PR #62, opened 2017-05-23
Preventing a crash for LSML in a verbose mode

searchivarius:
If LSML is created with ``verbose=True``, the code crashes here https://github.com/searchivarius/metric-learn/blob/fac5ed5d4f0ae24d274e0956f4b7d2d6d09d2841/metric_learn/lsml.py#L95 due to uninitialized variable ``s_best``. This is I believe a way to fix the problem.

### DIFF
--- a/metric_learn/lsml.py
+++ b/metric_learn/lsml.py
@@ -69,7 +69,7 @@ class LSML(BaseMetricLearner):
     """
     self._prepare_inputs(X, constraints, weights)
     prior_inv = scipy.linalg.inv(self.M_)
-    s_best = self._total_loss(self.M_, prior_inv)
+    l_best = s_best = self._total_loss(self.M_, prior_inv)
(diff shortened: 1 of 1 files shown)


Callidior:
It's an interesting case if the program gets there with `l_best` uninitialized, because it means that no single gradient descent step could improve the loss. Thus, maybe `l_best = 0` is a more appropriate initialization?

searchivarius:
@Callidior I am torturing your software using substantially non-metric data :-) Whatever initialization is best in this case is up to you.

perimosocordiae:
`l_best` is recording the length of the best step size, so I agree that it makes sense to initialize it to zero.

searchivarius:
Hi guys, sure, fell free to make this modification.

perimosocordiae:
Just pushed a fix. Thanks, @searchivarius!

PR #64, opened 2017-05-24
Fixed parameter name in docstring of RCA.fit()

Callidior:
The docstring mentioned a parameter `X`, although it was actually called `data` in the function definition.


perimosocordiae:
Thanks, merged.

■ AIM OF THE EXERCISE
Please print all the data again exactly as given.

■ FINAL ANSWER
PR #62, opened 2017-05-23
Preventing a crash for LSML in a verbose mode

searchivarius:
If LSML is created with ``verbose=True``, the code crashes here https://github.com/searchivarius/metric-learn/blob/fac5ed5d4f0ae24d274e0956f4b7d2d6d09d2841/metric_learn/lsml.py#L95 due to uninitialized variable ``s_best``. This is I believe a way to fix the problem.

### DIFF
--- a/metric_learn/lsml.py
+++ b/metric_learn/lsml.py
@@ -69,7 +69,7 @@ class LSML(BaseMetricLearner):
     """
     self._prepare_inputs(X, constraints, weights)
     prior_inv = scipy.linalg.inv(self.M_)
-    s_best = self._total_loss(self.M_, prior_inv)
+    l_best = s_best = self._total_loss(self.M_, prior_inv)
(diff shortened: 1 of 1 files shown)


Callidior:
It's an interesting case if the program gets there with `l_best` uninitialized, because it means that no single gradient descent step could improve the loss. Thus, maybe `l_best = 0` is a more appropriate initialization?

searchivarius:
@Callidior I am torturing your software using substantially non-metric data :-) Whatever initialization is best in this case is up to you.

perimosocordiae:
`l_best` is recording the length of the best step size, so I agree that it makes sense to initialize it to zero.

searchivarius:
Hi guys, sure, fell free to make this modification.

perimosocordiae:
Just pushed a fix. Thanks, @searchivarius!

PR #64, opened 2017-05-24
Fixed parameter name in docstring of RCA.fit()

Callidior:
The docstring mentioned a parameter `X`, although it was actually called `data` in the function definition.


perimosocordiae:
Thanks, merged.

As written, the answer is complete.